===== Material for this task =====

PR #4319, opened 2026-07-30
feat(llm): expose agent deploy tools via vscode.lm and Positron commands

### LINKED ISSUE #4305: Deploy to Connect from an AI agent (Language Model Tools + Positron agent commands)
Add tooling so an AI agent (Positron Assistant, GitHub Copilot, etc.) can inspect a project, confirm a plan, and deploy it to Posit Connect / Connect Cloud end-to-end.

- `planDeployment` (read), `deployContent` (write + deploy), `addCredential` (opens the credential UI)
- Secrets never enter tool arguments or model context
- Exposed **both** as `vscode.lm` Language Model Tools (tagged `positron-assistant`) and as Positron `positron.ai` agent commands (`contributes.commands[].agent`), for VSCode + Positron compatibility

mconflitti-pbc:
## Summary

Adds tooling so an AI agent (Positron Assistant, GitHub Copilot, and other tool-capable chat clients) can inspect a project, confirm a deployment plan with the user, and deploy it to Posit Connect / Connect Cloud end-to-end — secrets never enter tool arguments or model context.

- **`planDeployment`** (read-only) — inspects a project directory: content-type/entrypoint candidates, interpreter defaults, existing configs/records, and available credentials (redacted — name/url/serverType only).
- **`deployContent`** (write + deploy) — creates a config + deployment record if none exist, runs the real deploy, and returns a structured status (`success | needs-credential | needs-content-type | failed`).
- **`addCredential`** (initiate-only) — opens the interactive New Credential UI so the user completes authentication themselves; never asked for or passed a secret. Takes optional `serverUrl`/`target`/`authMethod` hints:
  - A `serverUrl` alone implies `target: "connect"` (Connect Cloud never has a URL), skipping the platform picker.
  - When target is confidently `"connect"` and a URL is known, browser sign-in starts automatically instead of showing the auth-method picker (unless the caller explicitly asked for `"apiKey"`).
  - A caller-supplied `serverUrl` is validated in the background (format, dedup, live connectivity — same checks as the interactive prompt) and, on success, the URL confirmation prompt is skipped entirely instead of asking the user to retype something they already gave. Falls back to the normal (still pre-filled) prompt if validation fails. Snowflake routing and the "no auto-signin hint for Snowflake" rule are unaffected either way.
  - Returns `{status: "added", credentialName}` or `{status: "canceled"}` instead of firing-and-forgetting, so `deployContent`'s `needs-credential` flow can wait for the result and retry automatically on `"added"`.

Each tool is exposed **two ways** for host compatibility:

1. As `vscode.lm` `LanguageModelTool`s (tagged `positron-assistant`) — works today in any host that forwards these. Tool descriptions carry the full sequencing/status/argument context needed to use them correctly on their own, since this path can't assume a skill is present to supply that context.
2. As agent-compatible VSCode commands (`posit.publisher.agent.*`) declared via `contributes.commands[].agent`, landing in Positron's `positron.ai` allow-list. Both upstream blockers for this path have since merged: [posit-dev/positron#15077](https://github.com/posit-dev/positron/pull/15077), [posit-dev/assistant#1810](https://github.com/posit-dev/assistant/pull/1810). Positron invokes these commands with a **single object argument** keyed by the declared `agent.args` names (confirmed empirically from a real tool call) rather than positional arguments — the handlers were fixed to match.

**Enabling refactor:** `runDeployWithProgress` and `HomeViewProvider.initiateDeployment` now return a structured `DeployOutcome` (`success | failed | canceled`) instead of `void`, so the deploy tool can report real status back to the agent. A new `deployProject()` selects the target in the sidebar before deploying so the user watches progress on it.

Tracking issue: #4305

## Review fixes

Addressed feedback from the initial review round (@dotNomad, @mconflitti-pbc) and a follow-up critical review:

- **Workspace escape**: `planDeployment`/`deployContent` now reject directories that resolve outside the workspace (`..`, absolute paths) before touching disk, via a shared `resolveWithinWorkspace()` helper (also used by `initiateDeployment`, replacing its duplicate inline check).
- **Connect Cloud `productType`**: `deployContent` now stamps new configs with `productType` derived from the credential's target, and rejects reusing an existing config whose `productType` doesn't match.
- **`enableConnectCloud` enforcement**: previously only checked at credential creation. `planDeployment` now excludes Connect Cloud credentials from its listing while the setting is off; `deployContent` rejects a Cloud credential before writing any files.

=====
===== Material for this task =====

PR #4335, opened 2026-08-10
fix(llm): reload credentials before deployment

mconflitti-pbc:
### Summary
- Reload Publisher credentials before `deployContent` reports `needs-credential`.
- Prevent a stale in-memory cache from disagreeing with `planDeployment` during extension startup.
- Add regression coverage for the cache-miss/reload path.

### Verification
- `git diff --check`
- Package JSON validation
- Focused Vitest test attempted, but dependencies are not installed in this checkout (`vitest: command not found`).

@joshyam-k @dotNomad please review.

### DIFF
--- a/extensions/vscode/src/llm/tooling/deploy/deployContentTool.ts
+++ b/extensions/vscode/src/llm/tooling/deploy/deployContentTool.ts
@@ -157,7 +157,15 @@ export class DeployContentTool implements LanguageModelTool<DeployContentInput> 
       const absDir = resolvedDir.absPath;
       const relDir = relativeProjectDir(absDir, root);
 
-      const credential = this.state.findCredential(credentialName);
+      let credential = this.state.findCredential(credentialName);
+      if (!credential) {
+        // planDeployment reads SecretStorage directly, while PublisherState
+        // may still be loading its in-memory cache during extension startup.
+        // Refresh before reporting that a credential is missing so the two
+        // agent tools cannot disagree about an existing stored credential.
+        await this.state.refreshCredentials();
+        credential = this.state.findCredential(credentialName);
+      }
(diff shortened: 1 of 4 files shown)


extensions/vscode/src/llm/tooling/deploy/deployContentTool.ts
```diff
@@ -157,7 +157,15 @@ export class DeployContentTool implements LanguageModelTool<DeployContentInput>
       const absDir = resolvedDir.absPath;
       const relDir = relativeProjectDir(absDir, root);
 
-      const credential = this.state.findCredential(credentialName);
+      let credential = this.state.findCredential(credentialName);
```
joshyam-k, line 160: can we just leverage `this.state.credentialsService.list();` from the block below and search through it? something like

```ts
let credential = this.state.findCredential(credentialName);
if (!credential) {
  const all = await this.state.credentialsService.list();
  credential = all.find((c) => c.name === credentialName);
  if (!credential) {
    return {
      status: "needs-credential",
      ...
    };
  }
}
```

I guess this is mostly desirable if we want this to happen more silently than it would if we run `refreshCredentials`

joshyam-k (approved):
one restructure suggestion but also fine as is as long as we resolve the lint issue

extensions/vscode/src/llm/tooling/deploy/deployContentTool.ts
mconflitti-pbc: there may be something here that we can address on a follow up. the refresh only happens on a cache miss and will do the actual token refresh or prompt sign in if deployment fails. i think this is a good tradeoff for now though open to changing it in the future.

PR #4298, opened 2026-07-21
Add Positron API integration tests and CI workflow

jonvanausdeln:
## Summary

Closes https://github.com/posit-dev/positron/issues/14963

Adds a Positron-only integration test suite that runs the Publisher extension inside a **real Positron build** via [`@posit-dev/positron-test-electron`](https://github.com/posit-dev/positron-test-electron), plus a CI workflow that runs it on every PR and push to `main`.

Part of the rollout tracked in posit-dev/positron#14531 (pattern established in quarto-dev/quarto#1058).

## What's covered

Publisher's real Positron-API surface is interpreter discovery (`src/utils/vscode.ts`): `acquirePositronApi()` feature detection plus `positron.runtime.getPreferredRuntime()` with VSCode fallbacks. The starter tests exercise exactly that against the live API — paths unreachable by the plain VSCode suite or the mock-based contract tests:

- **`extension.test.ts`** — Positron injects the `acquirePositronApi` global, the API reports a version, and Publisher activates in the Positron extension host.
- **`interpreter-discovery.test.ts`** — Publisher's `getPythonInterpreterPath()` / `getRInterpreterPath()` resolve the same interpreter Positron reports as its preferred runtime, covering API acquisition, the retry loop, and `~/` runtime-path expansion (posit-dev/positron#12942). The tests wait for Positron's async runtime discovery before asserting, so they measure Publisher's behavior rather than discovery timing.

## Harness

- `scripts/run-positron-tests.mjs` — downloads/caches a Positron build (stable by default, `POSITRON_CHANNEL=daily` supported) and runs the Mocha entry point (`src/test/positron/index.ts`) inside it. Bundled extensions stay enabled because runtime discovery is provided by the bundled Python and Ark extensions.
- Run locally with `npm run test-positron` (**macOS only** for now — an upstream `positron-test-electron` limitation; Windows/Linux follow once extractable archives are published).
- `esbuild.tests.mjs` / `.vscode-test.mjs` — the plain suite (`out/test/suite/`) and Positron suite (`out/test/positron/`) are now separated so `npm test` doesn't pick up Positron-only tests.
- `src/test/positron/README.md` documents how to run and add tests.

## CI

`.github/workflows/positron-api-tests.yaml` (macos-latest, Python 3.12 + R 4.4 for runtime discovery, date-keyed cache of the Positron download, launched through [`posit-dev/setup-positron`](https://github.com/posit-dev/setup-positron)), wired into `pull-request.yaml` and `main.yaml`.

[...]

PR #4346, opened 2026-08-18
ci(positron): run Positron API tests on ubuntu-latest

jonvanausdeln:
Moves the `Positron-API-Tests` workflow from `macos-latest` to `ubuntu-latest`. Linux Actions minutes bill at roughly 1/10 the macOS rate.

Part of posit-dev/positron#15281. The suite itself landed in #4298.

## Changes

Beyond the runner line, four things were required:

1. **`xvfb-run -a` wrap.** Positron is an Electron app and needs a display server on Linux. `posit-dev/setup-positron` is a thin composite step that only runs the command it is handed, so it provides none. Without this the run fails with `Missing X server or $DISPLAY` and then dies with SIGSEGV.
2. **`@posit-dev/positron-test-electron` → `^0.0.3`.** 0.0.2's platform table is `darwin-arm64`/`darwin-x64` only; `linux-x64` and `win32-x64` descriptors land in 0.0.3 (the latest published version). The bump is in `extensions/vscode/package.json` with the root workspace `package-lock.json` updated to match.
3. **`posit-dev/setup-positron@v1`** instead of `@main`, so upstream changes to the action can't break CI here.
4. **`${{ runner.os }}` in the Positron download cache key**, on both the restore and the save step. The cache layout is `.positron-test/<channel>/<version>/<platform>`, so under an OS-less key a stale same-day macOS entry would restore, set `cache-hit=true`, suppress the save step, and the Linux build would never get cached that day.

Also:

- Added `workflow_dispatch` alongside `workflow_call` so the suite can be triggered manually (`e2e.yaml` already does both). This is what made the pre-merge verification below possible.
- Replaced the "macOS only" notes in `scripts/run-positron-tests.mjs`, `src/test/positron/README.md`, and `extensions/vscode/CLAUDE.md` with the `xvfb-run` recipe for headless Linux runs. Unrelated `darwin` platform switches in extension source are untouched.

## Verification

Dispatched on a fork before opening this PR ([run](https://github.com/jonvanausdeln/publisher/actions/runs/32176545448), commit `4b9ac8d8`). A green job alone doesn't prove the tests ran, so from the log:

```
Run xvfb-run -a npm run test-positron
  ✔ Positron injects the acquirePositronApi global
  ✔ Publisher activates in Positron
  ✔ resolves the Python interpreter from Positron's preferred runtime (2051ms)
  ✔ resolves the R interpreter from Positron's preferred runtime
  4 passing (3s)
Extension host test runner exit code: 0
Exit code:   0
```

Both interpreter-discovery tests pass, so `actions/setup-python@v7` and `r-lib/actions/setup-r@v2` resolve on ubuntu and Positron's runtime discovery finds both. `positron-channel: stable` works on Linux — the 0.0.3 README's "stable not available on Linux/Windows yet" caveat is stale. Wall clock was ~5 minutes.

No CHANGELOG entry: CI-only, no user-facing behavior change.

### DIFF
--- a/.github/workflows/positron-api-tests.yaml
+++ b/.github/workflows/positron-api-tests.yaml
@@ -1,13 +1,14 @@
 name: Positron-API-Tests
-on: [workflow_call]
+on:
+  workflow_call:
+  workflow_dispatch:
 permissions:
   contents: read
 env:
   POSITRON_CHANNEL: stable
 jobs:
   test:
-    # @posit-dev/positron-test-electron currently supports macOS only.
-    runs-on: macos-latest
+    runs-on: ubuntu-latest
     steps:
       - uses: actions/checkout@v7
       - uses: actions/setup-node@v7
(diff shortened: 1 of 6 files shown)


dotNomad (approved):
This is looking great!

=====

**Task to carry out**
The range runs from the line with "(initiate-only) — opens" up to and including the line with "the platform picker." in the listing above; please write out exactly those lines and nothing more.

**Output of the exercise**
- **`addCredential`** (initiate-only) — opens the interactive New Credential UI so the user completes authentication themselves; never asked for or passed a secret. Takes optional `serverUrl`/`target`/`authMethod` hints:
  - A `serverUrl` alone implies `target: "connect"` (Connect Cloud never has a URL), skipping the platform picker.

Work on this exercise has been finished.